PR #817, opened 2019-01-03
Option field support in applications

### LINKED ISSUE #728: "option" field type

luontola:
Closes #728

### DIFF
--- a/src/clj/rems/db/test_data.clj
+++ b/src/clj/rems/db/test_data.clj
@@ -117,6 +117,20 @@
                     :optional true
                     :type "attachment"}
 
+                   {:title {:en "Project team size"
+                            :fi "Projektitiimin koko"}
+                    :optional true
+                    :type "option"
+                    :options [{:key "1-5"
+                               :label {:en "1-5 persons"
+                                       :fi "1-5 henkilöä"}}
+                              {:key "6-20"
+                               :label {:en "6-20 persons"
+                                       :fi "6-20 henkilöä"}}
+                              {:key "20+"
+                               :label {:en "over 20 persons"
+                                       :fi "yli 20 henkilöä"}}]}
+
                    ;; fields which support maxlength
                    {:title {:en "Project acronym"
                             :fi "Projektin lyhenne"}
--- a/src/clj/rems/db/test_data.clj
+++ b/src/clj/rems/db/test_data.clj
@@ -4,6 +4,7 @@
             [rems.context :as context]
             [rems.db.applications :as applications]
             [rems.db.core :as db]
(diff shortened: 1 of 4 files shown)


src/cljs/rems/application.cljs
```diff
@@ -564,13 +564,36 @@
...
 
+(defn- option-label [value language options]
+  (let [label (->> options
+                   (filter #(= value (:key %)))
+                   first
+                   :label)]
+    (get label language value)))
+
+(defn option-field [{:keys [id value options validation] :as opts}]
+  (let [language @(rf/subscribe [:language])]
```
Macroz: I think it would be nicer if you'd push this subscription one level higher so that `option-field` would be a pure functional component and the user would pass the language. It would make it a little better to show in the examples then too.

luontola:
Done

src/clj/rems/db/test_data.clj
```diff
@@ -87,43 +88,47 @@
...
-    (db/localize-form-item! {:item (:id start-date) :langcode "fi" :title "Projektin aloituspäivä" :inputprompt ""})
-    (db/localize-form-item! {:item (:id start-date) :langcode "en" :title "Start date of the project" :inputprompt ""})
-    (db/localize-form-item! {:item (:id expired) :langcode "en" :title "Expired form item" :inputprompt ""})
-    (db/localize-form-item! {:item (:id plan) :langcode "fi" :title "Projektisuunnitelma" :inputprompt ""})
-    (db/localize-form-item! {:item (:id plan) :langcode "en" :title "Project plan" :inputprompt ""})
-    (db/localize-form-item! {:item (:id maxlength-text) :langcode "fi" :title "Projektin lyhenne" :inputprompt ""})
-    (db/localize-form-item! {:item (:id maxlength-text) :langcode "en" :title "Project acronym" :inputprompt ""})
-    (db/localize-form-item! {:item (:id maxlength-texta) :langcode "fi" :title "Tutkimussuunnitelma" :inputprompt ""})
-    (db/localize-form-item! {:item (:id maxlength-texta) :langcode "en" :title "Research plan" :inputprompt ""})
+  (binding [context/*user* {"eppn" (users :owner)}]
```
Macroz: I think the user should be moved away from the context variable like in the application APIs also here. Maybe we can just add a task or TODO for it.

§ GOAL OF THE EXERCISE: Every record listed above needs to be written out again exactly.

§ PROBLEM SOLUTION:
PR #817, opened 2019-01-03
Option field support in applications

### LINKED ISSUE #728: "option" field type

luontola:
Closes #728

### DIFF
--- a/src/clj/rems/db/test_data.clj
+++ b/src/clj/rems/db/test_data.clj
@@ -117,6 +117,20 @@
                     :optional true
                     :type "attachment"}
 
+                   {:title {:en "Project team size"
+                            :fi "Projektitiimin koko"}
+                    :optional true
+                    :type "option"
+                    :options [{:key "1-5"
+                               :label {:en "1-5 persons"
+                                       :fi "1-5 henkilöä"}}
+                              {:key "6-20"
+                               :label {:en "6-20 persons"
+                                       :fi "6-20 henkilöä"}}
+                              {:key "20+"
+                               :label {:en "over 20 persons"
+                                       :fi "yli 20 henkilöä"}}]}
+
                    ;; fields which support maxlength
                    {:title {:en "Project acronym"
                             :fi "Projektin lyhenne"}
--- a/src/clj/rems/db/test_data.clj
+++ b/src/clj/rems/db/test_data.clj
@@ -4,6 +4,7 @@
             [rems.context :as context]
             [rems.db.applications :as applications]
             [rems.db.core :as db]
(diff shortened: 1 of 4 files shown)


src/cljs/rems/application.cljs
```diff
@@ -564,13 +564,36 @@
...
 
+(defn- option-label [value language options]
+  (let [label (->> options
+                   (filter #(= value (:key %)))
+                   first
+                   :label)]
+    (get label language value)))
+
+(defn option-field [{:keys [id value options validation] :as opts}]
+  (let [language @(rf/subscribe [:language])]
```
Macroz: I think it would be nicer if you'd push this subscription one level higher so that `option-field` would be a pure functional component and the user would pass the language. It would make it a little better to show in the examples then too.

luontola:
Done

src/clj/rems/db/test_data.clj
```diff
@@ -87,43 +88,47 @@
...
-    (db/localize-form-item! {:item (:id start-date) :langcode "fi" :title "Projektin aloituspäivä" :inputprompt ""})
-    (db/localize-form-item! {:item (:id start-date) :langcode "en" :title "Start date of the project" :inputprompt ""})
-    (db/localize-form-item! {:item (:id expired) :langcode "en" :title "Expired form item" :inputprompt ""})
-    (db/localize-form-item! {:item (:id plan) :langcode "fi" :title "Projektisuunnitelma" :inputprompt ""})
-    (db/localize-form-item! {:item (:id plan) :langcode "en" :title "Project plan" :inputprompt ""})
-    (db/localize-form-item! {:item (:id maxlength-text) :langcode "fi" :title "Projektin lyhenne" :inputprompt ""})
-    (db/localize-form-item! {:item (:id maxlength-text) :langcode "en" :title "Project acronym" :inputprompt ""})
-    (db/localize-form-item! {:item (:id maxlength-texta) :langcode "fi" :title "Tutkimussuunnitelma" :inputprompt ""})
-    (db/localize-form-item! {:item (:id maxlength-texta) :langcode "en" :title "Research plan" :inputprompt ""})
+  (binding [context/*user* {"eppn" (users :owner)}]
```
Macroz: I think the user should be moved away from the context variable like in the application APIs also here. Maybe we can just add a task or TODO for it.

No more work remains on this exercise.